Exercise brief: Every line of the entries below that carries the string "opened" should be copied.

[Stored data]
※ ※ ※

PR #2968, opened 2025-08-05
helper to filter dlt-changes out of schema updates

djudjuu:


dlt/common/schema/utils.py
```diff
@@ -890,6 +891,52 @@ def get_data_and_dlt_tables(tables: TSchemaTables) -> tuple[list[TTableSchema],
     return data_tables, dlt_tables
 
 
+def changes_without_dlt_changes(
```
rudolfix: this name was correct in context of callback function. here it just removed "dlt entities" from a list of tables. so (1) it needs a different name (2) it makes sense to split it into many functions. see my general review

dlt/common/schema/utils.py
```diff
@@ -913,6 +914,90 @@ def get_data_and_dlt_tables(tables: TSchemaTables) -> tuple[list[TTableSchema],
     return data_tables, dlt_tables
 
 
+def is_dlt_table_or_column(name: str, dlt_prefix: str = DLT_NAME_PREFIX) -> bool:
```
rudolfix: we still need a small refinement. the point is to never take non normalized identifier for comparison. 
1. that should be clear in arg names ie (normalized_name). 
2. do not take default parameter, require normalized prefix
3. update docstrings


it makes sense to extract this small util:
```
self._dlt_tables_prefix = to_naming.normalize_table_identifier(DLT_NAME_PREFIX)
```
as a separate method that returns prefix based on naming convention

please do not take prefix in the method below as well

tests/common/schema/test_schema_utils.py
```diff
@@ -0,0 +1,142 @@
...
+    assert ethereum_schema.loads_table_name not in filtered_names
+    assert "blocks" in filtered_names
+
+    blocks = _get_table(filtered, "blocks")
+    block_column_names = set(blocks["columns"])
+    assert "_dlt_load_id" not in block_column_names
+    assert "_dlt_id" not in block_column_names
+
+
+def test_exclude_dlt_entities_honors_custom_prefix(ethereum_schema: Schema) -> None:
```
rudolfix: you do not need this test this. all tests could be parametrized like this:
```
@pytest.mark.parametrize(
    "name_normalizer_ref",
    (
        "tests.common.cases.normalizers.title_case",
        "tests.common.cases.normalizers.sql_upper",
        "tests.common.cases.normalizers.snake_no_x",
    ),
)
def test_references_parameterized_by_naming(schema: dlt.Schema, name_normalizer_ref: str) -> None:
    schema._normalizers_config["names"] = name_normalizer_ref
    schema.update_normalizers()
```
and then you can use naming convention for tests. you'll also see why default prefix should not be passed

PR #2972, opened 2025-08-06
Add table_loader_class parameter and create BaseTableLoader class

### LINKED ISSUE #2736: support custom backends, row loaders etc. via custom TableLoader in `sql_database`
**Background**
We provide several ways to customize `sql_database` via callback that let you ie. to rewrite the queries. Here we are allowing for a deep customization by subclassing `TableLoader` that is responsible for execution of the query over already reflected SqlAlchemy table. Overriding this class will allow:
- implementing additional backends (ie. `adbc` fast arrow readers or ibis backend)
- implementing custom row readers ie. with pagination (#2432)
- implementing own retry mechanisms
- very deep customization of generated queries

**Implementation**
1. * [ ] design an internal interface that users are supposed to override in subclasses
2. * [ ] test the interface so we do not break users' code by chaning it
3. * [ ] allow to: easy add new backends and override row loading
4. * [ ] provide two examples in tests and docs: paginated loading + adbc backend for postgres / snowflake (we may merge it into OSS if works well)

lucargir:
### Description
This PR creates an abstract class for the current TableLoader called BaseTableLoader with the existing methods `make_query` and `load_rows`. The initialisation of the original TableLoader is moved to the base class. A new parameter called `table_loader_class` is added to `sql_table` and `sql_database`.

### Related Issues
- Closes #2736


rudolfix:
@lucargir got implemented here: https://github.com/dlt-hub/dlt/pull/3595/ thanks for your help!!

PR #2978, opened 2025-08-07
avoid setting "None" string for aws session token

### LINKED ISSUE #2407: [Athena Destination]: Invalid Security Token with Profile Name in 1.3.0+
### dlt version

1.3.0+

### Describe the problem

I am experiencing difficulties with the Athena destination in versions 1.3.0 and above of the library. The code I am using worked perfectly in version 1.2.0, but after upgrading, I encounter an error related to invalid security tokens when using AWS credentials specified by profile name. If I provide aws_access_key_id and aws_secret_access_key it works but problem is when I specify profile_name or use AWS_PROFILE env variable.

```
An error occurred (UnrecognizedClientException) when calling the StartQueryExecution operation: The security token included in the request is inval
```

### Expected behavior

_No response_

### Steps to reproduce

- Set up a .dlt/secrets.toml file with the following content:

```
[sources.credentials]
drivername = "postgresql+psycopg2"
database = "main"
host = "host"
port = 5432
username = "username"
password = "password"

[destination.filesystem]
bucket_url = "s3://bucket-destination"

profile_name = "default"

[destination.athena]
query_result_bucket = "s3://bucket-results"
athena_work_group = "workgroup"

[destination.athena.credentials]
profile_name = "default"
```

- Use the following code to run the pipeline:

```
from dlt.sources.sql_database import sql_table

if __name__ == "__main__":
    import dlt

    @dlt.source(name="public", max_table_nesting=0)
    def main_public_test():
        tbl = sql_table(
            table="currencies",
            backend="pyarrow",
            defer_table_reflect=True,
        )
        tbl.apply_hints(table_format="iceberg")
        return [tbl]

    try:
        info = dlt.pipeline(
            pipeline_name="main",
            dataset_name="x_test",
            destination="athena",
            progress="log",
            dev_mode=True,
        ).run(main_public_test())
    except Exception as e:
        print(e)
```

### Operating system

macOS

### Runtime environment

Local

### Python version

3.12

### dlt data source

Postgres

### dlt destination

AWS Athena / Glue Catalog

### Other deployment details

_No response_

### Additional information

- This issue does not occur in version 1.2.0; it works fine when I downgrade.
- I have verified that the credentials are correct and that the same AWS SDK versions (botocore and boto3) are being used.
- I do not see any relevant changes in the release notes for version 1.3.0 that could explain this behavior.

tpulmano:
### Description
When using AWS Profiles and retrieving credentials from boto I noticed that it can have AWS access keys but not a session token (`None`). 

If we assign the session token to the string `"None"` boto/Pyathena thinks a session token is being used for credentials and we end up with the error: 
```
dlt.destinations.exceptions.DatabaseTransientException: 
   An error occurred (UnrecognizedClientException) when calling the StartQueryExecution operation: The security token included in the request is invalid
```

### Related Issues
Fixes #2407 

### Additional Context
I didn't run into this issue when providing access keys to dlt only when using profiles.

### DIFF
--- a/dlt/common/configuration/specs/aws_credentials.py
+++ b/dlt/common/configuration/specs/aws_credentials.py
@@ -183,7 +183,8 @@ class AwsCredentials(AwsCredentialsWithoutDefaults, CredentialsWithDefault):
             return None
         self.aws_access_key_id = default.access_key
         self.aws_secret_access_key = TSecretStrValue(default.secret_key)
-        self.aws_session_token = TSecretStrValue(default.token)
+        if default.token is not None:
+            self.aws_session_token = TSecretStrValue(default.token)
         return default
 
     def to_native_credentials(self) -> Optional[Any]:


dlt/common/configuration/specs/aws_credentials.py
```diff
@@ -183,7 +183,8 @@ def _from_session(self, session: Any) -> Any:
             return None
         self.aws_access_key_id = default.access_key
         self.aws_secret_access_key = TSecretStrValue(default.secret_key)
-        self.aws_session_token = TSecretStrValue(default.token)
+        if default.token is not None:
+            self.aws_session_token = TSecretStrValue(default.token)
```
sh-rp: Let's change this to:

`self.aws_session_token = cast(TSecretStrValue, default.token)`

You can do the same for the line above!

sh-rp (changes requested):
Thanks for finding this! I'd solve it in a slightly different way, then we can merge.

tpulmano:
Ah, thanks for the tip. I updated the PR.

Issue #2934, opened 2025-07-27
"log" is not exported from module "dlt.pipeline.progress"


jonathanunderwood:
### dlt version

1.12.3

### Describe the problem

Creating a simple file:
```python
from dlt.pipeline.progress import log
```
and running pyright against this:
```bash
❯ poetry run pyright test.py
/redacted/test.py
  /redacted/test.py:1:35 - error: "log" is not exported from module "dlt.pipeline.progress"
    Import from "dlt.common.runtime.collector" instead (reportPrivateImportUsage)
1 error, 0 warnings, 0 informations
```

### Expected behavior

No pyright errror should result. 

### Steps to reproduce

See above.

### Operating system

macOS

### Runtime environment

Local

### Python version

3.12

### dlt data source

Not relevant.

jonathanunderwood:
The same error arises for 

```python
from dlt.progress import log
```

rudolfix:
@djudjuu pls take a look at this

zilto:
@rudolfix This is caused by name shadowing. The type checker will complain despite imports working.

```python
# dlt/__init__.py
# `dlt.pipeline` refers to `dlt/pipeline/__init__.py`, which contains `pipeline`
from dlt.pipeline import pipeline as _pipeline

# the name `dlt.pipeline` is set to `dlt.pipeline.pipeline`
pipeline = _pipeline

# export `dlt.pipeline` (which is `dlt.pipeline.pipeline`),
# making `dlt.pipeline` (`dlt/pipeline/__init__.py` inacessible)
__all__ = (
  ...,
  "pipeline"
)
```
The name `progress` is from `dlt.pipeline` (the module at `dlt/pipeline/__init__.py`), which becomes inacessible. This causes oddities like
```python
from dlt import progress  # works
# start a new clean Python session
import dlt.progress  # fails; this exists at dlt.pipeline.progress
``` 

### Note
To debug this, you must restart Python each time to avoid import side-effects. Once you import anything from `dlt`, Python will look at `sys.modules["dlt"]` first.

djudjuu:
I've looked into this, and for the moment I am not seeing a quick way out of it. I'll investigate more but I don't have the capacity to prioritize this high atm

jonathanunderwood:
> [@rudolfix](https://github.com/rudolfix) This is caused by name shadowing. The type checker will complain despite imports working.
> 
> # dlt/__init__.py
[...]

PR #2983, opened 2025-08-08
fix: top level relation

zilto:
## Related
- partial reimplementation of #2896 using more detailed commits and `git mv`

> - call it dlt.dataset instead of dlt._dataset
>   - (this will clash with top-level dlt.dataset() the dlt.Dataset factory; similar to the dlt.pipeline() issue we currently have #2934 )
> - keep the protocols as SupportsDataset  and SupportsRelation
> - use git mv
>   - I don't know if this will work, given the files still exist
> There will be no blockers?


zilto:
Closing because `git mv` doesn't improve GitHub diff view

※ ※ ※

Exercise solution:
PR #2968, opened 2025-08-05
PR #2972, opened 2025-08-06
PR #2978, opened 2025-08-07
Issue #2934, opened 2025-07-27
PR #2983, opened 2025-08-08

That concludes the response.